** Source data follows **

Issue #239, opened 2023-05-27
Ticketing - Doorlist page does not work. May need routes?


samkhodak:
The doorlist page has errors in implementation.

- List of events doesn't work correctly (improper usage of `events/list` response) 
- Doorlist doesn't return anything (improper use of `/doorlist` request. This route may not be yet established?)

PR #353, opened 2023-08-18
[TIC-45] Doorlist overhaul

0Tendo:
### Description
Overhauled doorlist page
   - Separated event & date/time dropdown
   - Fixed routes and API calls
   - Added export table ability
   - Added ability to view inactive events
   - Formatted Accommodations column to support strings
   - Added event API call for all events (instead of just active events)
   - Fixed doorlist API call

The check in guest function is still not fully functional. need to link 'Arrived' cell to the check in guest API

### Risks
Minor update to doorlist API call could affect other pages. I dont think its used anywhere else right now.

### Validation
Manual testing and console logging
image

### Issue
[*Link to corresponding issue*](https://github.com/WonderTix/WonderTix/issues/239)

### Operating System
Windows


client/src/components/Ticketing/ticketingmanager/Doorlistpage/doorlist.tsx
```diff
@@ -63,12 +65,14 @@ const renderCheckin = ((params: GridCellParams) =>
  * columns uses name, vip, donorbadge, accomodations, num_tickets, arrived and renders
  */
 const columns = [
-  {field: 'name', headerName: 'Name', width: 200},
+  {field: 'firstname', headerName: 'First Name', width: 120},
+  {field: 'lastname', headerName: 'Last Name', width: 120},
+  {field: 'num_tickets', headerName: 'Tickets', width: 100},
+  // TODO: Fix link from renderCheckin to checkInGuest
```
henrykaus, line 71: What does this TODO mean?

client/src/components/Ticketing/ticketingmanager/Doorlistpage/doorlist.tsx
```diff
@@ -82,86 +86,177 @@ const DoorList = () => {
...
+  const handleEventChange = (event) => {
+    const eventId = parseInt(event.target.value);
+    setSelectedEventId(eventId);
+
+    const matchingEvents = eventListFull.filter((e) => e.eventid === eventId);
+    setAvailableTimesEvents(matchingEvents);
+  };
+
+  const handleTimeChange = (event) => {
+    const eventIId = parseInt(event.target.value);
```
henrykaus, line 131: Maybe just `eventId`?

client/src/components/Ticketing/ticketingmanager/Doorlistpage/doorlist.tsx
```diff
@@ -63,12 +65,14 @@ const renderCheckin = ((params: GridCellParams) =>
  * columns uses name, vip, donorbadge, accomodations, num_tickets, arrived and renders
```
henrykaus, line 65: Could you update this comment

henrykaus (changes requested):
Just a bunch of minor changes in addition to what we already talked about with the strange date behavior. Otherwise, this looks good!

txiong002:
Could we display the seating accommodation instead of a T/F?  If so, may need for me to merge my branch TIC-42 first.
image

Besides this everything else looks good to me.

henrykaus:
> Could we display the seating accommodation instead of a T/F? If so, may need for me to merge my branch TIC-42 first. image
> 
> Besides this everything else looks good to me.

This might now be fixed since we changed the seed data for contacts to actual accommodations?

client/src/components/Ticketing/ticketingmanager/Doorlistpage/doorlist.tsx
```diff
@@ -82,86 +86,189 @@ const DoorList = () => {
...
+          accommodations: row[5],
+        };
+      }).filter(Boolean);
+
+      setDoorList(doorListData);
+      const rowString = jsonData[0].row.slice(1, -1);
+      const rowParts = rowString.split(',');
+      const eventNameFromData = rowParts[7].replace(/"/g, '');
+      const eventDate = rowParts[9];
+      const eventDateObject = new Date(eventDate.replace(/(\d{4})(\d{2})(\d{2})/, '$1-$2-$3'));
```
henrykaus, line 197: This whole date thing piqued my curiosity so I looked into it a little bit. It looks like `Date` objects are very finicky. But, it appears that if you use `/`s instead of `-`s, then we get the functionality we're looking for w/o the need to add 1 to the date. So, `$1/$2/$3`. https://stackoverflow.com/questions/7556591/is-the-javascript-date-object-always-one-day-off

client/src/components/Ticketing/ticketingmanager/Doorlistpage/doorlist.tsx
```diff
@@ -82,86 +86,189 @@ const DoorList = () => {
...
-          {date && time ? `${date}, ${time}` : `${date}${time}`}
+            ))}
+          </select>
         </div>
+        <div className="mb-3">
+          <label htmlFor="time-select" className='text-sm text-zinc-500 ml-1 mb-2 block'>Choose Time</label>
+          <select id="time-select" className="select w-full max-w-xs bg-white border border-zinc-300 rounded-lg p-3 text-zinc-600 mb-7" onChange={handleTimeChange} disabled={!selectedEventId}>
+            <option className="px-6 py-3">Select Time</option>
+            {availableTimesEvents.map((event) => {
+              const eventDateObject = new Date(event.eventdate.toString().replace(/(\d{4})(\d{2})(\d{2})/, '$1-$2-$3'));
```
henrykaus, line 244: Same as comment above

client/src/components/Ticketing/ticketingmanager/Doorlistpage/doorlist.tsx
henrykaus: Now that I think about it though. Do we even need to put it in a `Date` object. Could we just skip from the `eventDate` to the `formattedEventDate`?

client/src/components/Ticketing/ticketingmanager/Doorlistpage/doorlist.tsx
```diff
@@ -82,86 +86,189 @@ const DoorList = () => {
...
+  const [eventListFull, setEventListFull] = useState([]);
+  const [eventListActive, setEventListActive] = useState([]);
+  const [ticketsSold, setTicketsSold] = useState(true);
+  const [showInactiveEvents, setShowInactiveEvents] = useState(false);
 
   useEffect(() => {
-    getEvents();
+    const fetchEvents = async () => {
+      try {
+        const response = await fetch(process.env.REACT_APP_API_1_URL + '/events/list/allevents');
```
HaliTran, line 100: This looks good! I would recommend adding a check right after this fetch call to check if response.ok is true, then proceed, else throw an error. The reason is because if the response HTTP status code is 400 or 500 level which indicates error codes, it technically is a "success" and the try block will continue executing even though we don't want too.

client/src/components/Ticketing/ticketingmanager/Doorlistpage/doorlist.tsx
```diff
@@ -82,86 +86,189 @@ const DoorList = () => {
...
       });
-      const jsonData = await response.json();
-      console.log(jsonData.data);
-
-      // doorlistData.data {id: custid, name, vip, donor: donorbadge, accomodations: seatingaccom, num_tickets, checkedin, ticketno }
-      setDoorList(jsonData.data);
-      setEventName(jsonData.data[0].eventname);
-      setDate(dayMonthDate(jsonData.data[0].eventdate));
-      setTime(militaryToCivilian(jsonData.data[0].eventtime));
+      const jsonRes = await response.json();
```
HaliTran, line 170: Same as above regarding adding a check to see if response.ok is true and changing variable name to be more specific.

client/src/components/Ticketing/ticketingmanager/Doorlistpage/doorlist.tsx
```diff
@@ -82,86 +86,189 @@ const DoorList = () => {
...
+  const [ticketsSold, setTicketsSold] = useState(true);
+  const [showInactiveEvents, setShowInactiveEvents] = useState(false);
 
   useEffect(() => {
-    getEvents();
+    const fetchEvents = async () => {
+      try {
+        const response = await fetch(process.env.REACT_APP_API_1_URL + '/events/list/allevents');
+        const jsonRes = await response.json();
+        const jsonData = jsonRes.data as any[];
```
HaliTran, line 102: Can you change the variables names to be more specific to what the API data returns? Something like `allEventRes` and `allEventResJson` etc. For readability in the future.

client/src/components/Ticketing/ticketingmanager/Doorlistpage/doorlist.tsx
```diff
@@ -82,86 +86,189 @@ const DoorList = () => {
...
+          setTicketsSold(false);
+          return null; // Exit early if no tickets sold
+        }
+        setTicketsSold(true);
+        return {
+          id: index,
+          firstname: row[1],
+          lastname: row[2],
+          num_tickets: row[12],
+          // TODO: hook arrived with redeemed vaue
```
HaliTran, line 184: Do you happen to know what this TODO is?

0Tendo: if we want to add functionality to check people into the database we'll have to add an API call when the 'arrived' box is checked. i removed the "TO DO" comment and will make a new issue/feature request to track it

client/src/components/Ticketing/ticketingmanager/Doorlistpage/doorlist.tsx
0Tendo: i struggled with getting the date to format properly for a while. going straight to formattedEventDate was not an option because the object has to be a string. changing from '-' to '/' does not seem to affect the result either. 
i'm sure there's a more elegant way to do this. let me know if you want me to spend more time trying to find it.

client/src/components/Ticketing/ticketingmanager/Doorlistpage/doorlist.tsx
0Tendo: good call.

txiong002 (commented):
Should we have a  submit button when checking in customers?  
image

henrykaus:
> Should we have a submit button when checking in customers? How are we updating the list? image

At the moment, we have backlogged the ability to check users in using the doorlist

henrykaus (approved):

** End of Source data **

Look above for the line with "- Added ability to view inactive events" and the line with "### Validation"; transcribe both and all lines in between, exactly, and nothing else.

   - Added ability to view inactive events
   - Formatted Accommodations column to support strings
   - Added event API call for all events (instead of just active events)
   - Fixed doorlist API call

The check in guest function is still not fully functional. need to link 'Arrived' cell to the check in guest API

### Risks
Minor update to doorlist API call could affect other pages. I dont think its used anywhere else right now.

### Validation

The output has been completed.